Issue #1420, opened 2021-06-28
HL7 ingest needs to verify CODE values


carlosfelix2:

jimduff-usds:
I think CSV has this same issue - is this just an HL7 issue, or wider?

san-nat:
To recreate this issue: 
a) Try an hl7 to csv test with the receiver (az-phd.elr-prod) & with an invalid specimen_source_site_code i.e. one that does not exist on prime-router/docs/schema_documentation/az-az-covid-19-hl7.md . 

b) tail the router logs
`docker logs -f  prime-router_prime_dev_1`

[az-elr.hl7.zip](https://github.com/CDCgov/prime-reportstream/files/6870892/az-elr.hl7.zip)

make a curl call
`curl -X POST -H "Content-Type:application/hl7-v2" -H "client: ignore.ignore-hl7" --data-binary @./abovefile.hl7 'http://localhost:7071/api/reports'`

Note that api reports endpoint succeeds while fails on translation. see the exception

 an java.lang.IllegalStateException: Internal Error: '718IG36000' cannot be formatted for 'Specimen_Site' ('specimen_source_site_code') in the router logs. see logs on https://gist.github.com/san-nat/0691061327947aa13c832bab16630073

Issue #1468, opened 2021-07-03
Write a proposal to simplify valuesets, tables, and $alt tables, so people writing schemas for Senders are not confused.


jimduff-usds:
We have at least 3 ways of specifying enumerated fields:
- valuesets
- tables
- alt tables.

Its all very confusing.   It also overlaps with our concept of mappers and default values.   Study all this before you start, and experiment with it too.  Talk to Rick, Mo, Jim.

Our customer for this is, for example, the Sender Automation team - people who are designing and building schemas on behalf of our Senders.    This ticket is for you to come up with a proposal to simplify, with the those "Sender representative" customers in mind, and present to Rick, Mo, Jim, etc as needed, as well as to folks who will be doing that kind of schema development work.

- Can we just have Table as our only way of doing this?
- Consider, for example, the many ways of specifying Yes, No, and Unknown/no answer.   
- A valueset is just a table with two columns.   Change this so that value sets are tables.
- Get rid of alt tables, and just allow adding new columns of possible values to valueset tables.
- Keep the need for flexibility ('pandemic ready') in mind.

(See also related ticket #230)

jimduff-usds:
See this file (in a PR as of this writing) for example of the craziness people are doing:    prime-router/metadata/valuesets/sender-automation.valuesets

Talk to Rick Hood and get his suggestions as a "user" of the valueeset feature.

PR #1794, opened 2021-08-05
1420 Verify Coded Element codes in HL7 ingest

carlosfelix2:
This PR adds the verification of coded element codes (e.g. hl70189 H for Hispanic).

To test:
1. Run `gradle test testIntegration` and verify all tests pass
2. Run `./prime test` and verify all tests pass
3. Run `./prime test --run compare` and verify all test pass

## Changes
- Validate CODE fields against existing codes and add warning if unable to validate
- Added CWE code to hl70125
- Added 119297000 code to specimen type.  This came from a real life example we have
- Fixed issue with CSV compare not handling new schema fields
- Updated test files to reflect new code

### Testing
- [x] Tested locally?
- [x] Ran `quickTest all`?
- [x] Added tests?

### Process

## Fixes
- #1420


prime-router/metadata/schemas/covid-19.schema
```diff
@@ -683,6 +699,22 @@ elements:
     documentation: |
       The patient's race. There is a common valueset defined for race values, but some states may choose to define different code/value combinations.
 
+  - name: patient_race_id
```
jimduff-usds, line 702: The other way to do this would be for hl7-ingest-covid-19 schema to override the `valueSet: hl7005` in `patient_race` with `valueSet: whatever`, then define a `whatever` Valueset.    Why not do it that way, instead of adding a new mapper( ...)?

This implementation trades off flexibility with readability.   Each row of data can potentially come from a different type system.  However, we'll no longer have a way to go into XYZ's schema and know what valueset XYZ is using for patient_race.

The design around this way of managing multiple valuesets was meant to be one of the major topics in #1468:   Let's say there are 50 different ways senders/receivers have to define the possible values for patient_race -- how do we manage that?  What tools do we have for translating between different value sets?

prime-router/src/main/kotlin/Mappers.kt
```diff
@@ -742,6 +742,60 @@ class NullMapper : Mapper {
...
+        return if (values.isEmpty() || values.size != 2) {
+            null
+        } else {
+            var value: String? = null
+            if (!element.valueSet.isNullOrBlank()) {
+                val system = values[1].value
+                val verifiedCode = element.toCode(values[0].value, metadata.findValueSet(system.lowercase()))
+                value = when {
+                    // Fix incorrect codes for hl70189
+                    "hl70189".equals(element.valueSet, true) && "hl70189".equals(system, true) -> {
```
jimduff-usds, line 769: Hmm.   I think I hit a very similar problem a few months back.  My hack solution was different from yours, as found in direct/direct-covid-19.schema:

```
  - name: patient_ethnicity
    documentation:  Internally, ReportStream uses hl70189 (H,N,U), but should use HHS values. (2135-2, 2186-5, UNK, ASKU). A mapping is done here, but\
 better is to switch all of RS to HHS standard.
    altValues:
      - code: H
        display: 2135-2
      - code: N
        display: 2186-5
      - code: U
        display: UNK
      - code: U
        display: ASKU
    csvFields: [{ name: patientEthnicity, format: $alt}]
```

jimduff-usds (changes requested):
Let's discuss where we're headed with this.   And maybe we should outline a plan for #1468 before we proceed with this.   See my other comment here.

prime-router/metadata/schemas/covid-19.schema
carlosfelix2: Removed these changes as discussed since it needs a lot more thought behind it.  Will leave for #1468

prime-router/src/main/kotlin/Mappers.kt
carlosfelix2: Removed these changes as discussed since it needs a lot more thought behind it.  Will leave for #1468

jimduff-usds (approved):
lgtm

------------------------------------------------------------

__INSTRUCTIONS FOR THE TASK__
All lines from the top of the data through the line containing "make a curl call" need to be retyped exactly, and nothing more.

__SOLUTION FOR THIS PROBLEM__
Issue #1420, opened 2021-06-28
HL7 ingest needs to verify CODE values


carlosfelix2:

jimduff-usds:
I think CSV has this same issue - is this just an HL7 issue, or wider?

san-nat:
To recreate this issue: 
a) Try an hl7 to csv test with the receiver (az-phd.elr-prod) & with an invalid specimen_source_site_code i.e. one that does not exist on prime-router/docs/schema_documentation/az-az-covid-19-hl7.md . 

b) tail the router logs
`docker logs -f  prime-router_prime_dev_1`

[az-elr.hl7.zip](https://github.com/CDCgov/prime-reportstream/files/6870892/az-elr.hl7.zip)

make a curl call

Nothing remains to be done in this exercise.